In general, the entire dividend (including any amount withheld) will be dividend income to the US holder and the withholding tax will be treated as a foreign income tax that is eligible for credit against the US holder’s income tax liability or a deduction subject to certain limitations. A “US holder” includes, but is not limited to, a citizen or resident of the USA, or a corporation or other entity organised under the laws of the USA or any of its political subdivisions.
When Dutch withholding tax applies on dividends paid to UK tax-resident holders (that is, dividends on A shares or A ADSs, or on B shares or B ADSs that are not paid on the dividend access shares pursuant to the dividend access mechanism), the dividend will typically be subject to withholding tax at a rate of 15%. Such UK tax-resident holder may be entitled to a credit (not repayable) for withholding tax against their UK tax liability. However, certain corporate shareholders are, subject to conditions, exempt from UK tax on dividends. Withholding tax suffered cannot be offset against such exempt dividends. UK tax-resident holders should also be entitled to claim a refund of one-third of the Dutch withholding tax from the Dutch tax authorities in reliance on the tax convention between the Netherlands and the UK. Pension plans meeting certain defined criteria can, however, be entitled to claim a full refund or exemption at source of the dividend tax withheld. Also, UK tax-resident corporate shareholders holding at least a 5% shareholding and meeting other defined criteria are exempted at source from dividend tax.

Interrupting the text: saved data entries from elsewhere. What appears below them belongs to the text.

Issue #2783, opened 2022-07-29
[SUGGESTION] Multiselect filters for hatchery on Region and Type


jaahay:
**Current Behavior**
My helpers can only be configured by:
- Region IN `[ ALL | <regions> ]` AND
- Type IN `[ ALL | <types> ]` AND type IN `[ ALL | <types> ]`

**Improved Behavior**
Region and type support multi-selection. This multi-selection will behave as an OR operator.

**Reason for change**
- smarter helpers
- less clicks to enqueue (ex., I want to enqueue all eggs that are not shiny from either Kanto or Johto)

**Detailed Description**
- Allow multiple selections for region
  - ex., either Kanto or Johto
- Allow multiple selections for type
  - ex., either Grass or Fire

PixLSteam:
Related to/partial duplicate of #2762

Alderi-Tokori:
PR #2955 made this exact behaviour available for regions but not types.

Awec4:
PR #4046 adds this behaviour for types

Issue #2762, opened 2022-07-26
[SUGGESTION] Multiple Region filter for dex and | or Hatchery


lenormandSeb:
**Current Behavior**
Only one Region can be filter

**Improved Behavior**
Enhance filter by region with possibility to filter through multiple region

**Reason for change**
Can be usefull for breeding

Aegyo:
Closing as implemented in #2955

PR #2955, opened 2022-09-05
Hatchery : users can now select several regions on the filter.

RegisCoaxans:
Somehow related to [#2783](https://github.com/pokeclicker/pokeclicker/issues/2783) and [2762](https://github.com/pokeclicker/pokeclicker/issues/2762).

There, I have made the region filter a bitfield so all the regions can fit in and the filter allows for multi-selection.
The value from older versions correctly updates and the default value becomes `1` (as that is set to this in Kanto).

The interface looks like that for now and only displays regions up to the highest one :
image


src/components/breedingRegionModal.html
```diff
@@ -0,0 +1,27 @@
...
+				<h5>Regions</h5>
+				<button type="button" class="close" data-dismiss="modal" aria-label="Close">
+					<span aria-hidden="true">&times;</span>
+				</button>
+			</div>
+			<div class="modal-body p-0">
+				<ul class="list-group" data-bind="foreach : Object.keys(GameConstants.Region).filter(function(r){ return r <= player.highestRegion() && r >= 0; })">
+					<li class="list-group-item">
+						<label class="col-6" data-bind="attr : {for : 'breedingRegion' + $data}, text : GameConstants.camelCaseToString(GameConstants.Region[$data])">Region</label>
+						<input class="col-5"type="checkbox" data-bind="attr : {name : 'breedingRegion' + $data, id : 'breedingRegion' + $data, onchange : 'var bfield = BreedingFilters.region.value() ^ ' + (1 << $data) + ' | (this.checked ? ' + (1 << $data) + ' : 0); BreedingFilters.region.value(bfield); Settings.setSettingByName(\'breedingRegionFilter\', bfield);'}, checked : !!(Settings.getSetting('breedingRegionFilter').observableValue() & (1 << $data))"/>
```
Jaaslet, line 14: Some linebreaks would make this more readable

Jaaslet (changes requested):
Sorry it has taken me so long to comment on this. I have had a hard time figuring out what feedback to give.
It takes a lot more now, to just for example switch region. You need to wait for a modal to open, uncheck the old one and check the new one. It's weird to make it harder to use the UI, for a feature i don't think many players will use. Either we need to come up with something smarter, or it needs to be a setting.
And it's weird that you need to open it, to see what region(s) are selected. It could at least be something like `Johto + 2 more` if you have Johto+kalos+alola selected (for example).

RegisCoaxans:
Well, I can not agree more, it adds more click to the UI...
I am pretty sure that this multiselection will satisfy enough people to make it worth the code, though.
I am all about changing it.

Enabling that menu via a setting is an easy improvement; I can do that.
I had another idea but I did not really like it as is : the select comes back and rightclicking options stacks them, while clicking still sets the region as the selected one.
I know that multi-selects are a thing but they are not native to BootStrap, and they do not save clicks at all. Moreover, rightclicking does not close the select menu, clicking does. The actual issue rather is that it feels hidden as rightclicking in a select is not intuitive.
I like the idea of a setting better but I wanted to share this idea that I had when I made this PR as a hint for a better solution.

Jaaslet:
> I had another idea but I did not really like it as is : the select comes back and rightclicking options stacks them, while clicking still sets the region as the selected one.

I think i like this idea better. But if you don't think you can do it in a good way, the setting solution is fine too

RegisCoaxans:
Back from business ! Sorry for the late change.

Select could not fit in because `<option>` fires no rightclick event and the select text can not be updated as expected...
However, I have managed to make it work without extra interface or setting thanks to Bootstrap's dropdown menu.

It seems to stick out a bit compared to the old select menu but I think that it only looks weird at first.

image

Anyway, it works as wanted :
- clicking sets the selected region as the clicked region.
- rightclicking stacks the clicked region on top of the other selected regions.
- the dropdown toggler tells the highest selected region and if there is any other.

Now, I guess that it still misses a way to inform the players that such a thing exists.

Jaaslet:
The game does not load. I get the following error:
image

RegisCoaxans:
I had this error once.
Did you just load a file whom you already tested the thing with in a previous dev version ? It can not update the filter twice but the released version changed inbitween. This crash happpens when the filter value does not match with a region ID anymore, which should not occur with a proper file.

Anyway, I could add a test for it if you feel like it is required.

Jaaslet:
I most likely did... I have reimported my main save, and it works fine now. I will test it now

Jaaslet (approved):
I have cleaned up the code a bit (we don't use tabs here), made sure it says "all" when all is selected and made sure it does not trigger right click menu, when that setting is off.
When you cover over, it covers the text. I had no idea how to fix it, and i feel like it's a small bug, so i am okay with merging without.
Thanks for the PR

For holders who are tax-resident in any other country, the availability of a whole or partial exemption or refund of Dutch withholding tax is governed by Dutch tax law and/or the tax convention, if any, between the Netherlands and the country of the holder’s residence.
There may be other grounds on which holders who are tax-resident in the UK, the USA or any other country can obtain a full or partial refund of the Dutch withholding tax, depending on their particular circumstances; see “Taxation: General” above.
Dutch capital gains taxation
Capital gains on the sale of shares of a Dutch tax-resident company by a US holder are generally not subject to taxation by the Netherlands unless the US holder has a permanent establishment therein and the capital gain is derived from the sale of shares that are part of the business property of the permanent establishment.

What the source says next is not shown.